PR #244, opened 2022-08-18
recaptcha fixes

stephywells:
- simplify the recaptcha settings
- use correct labels for keys
- Fixes conflict with Wordpress login and registration form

The task |
Your answer must be the lines from the one with "recaptcha fixes" through the last line of the data, repeated exactly and with nothing else.

Completed exercise |
recaptcha fixes

stephywells:
- simplify the recaptcha settings
- use correct labels for keys
- Fixes conflict with Wordpress login and registration form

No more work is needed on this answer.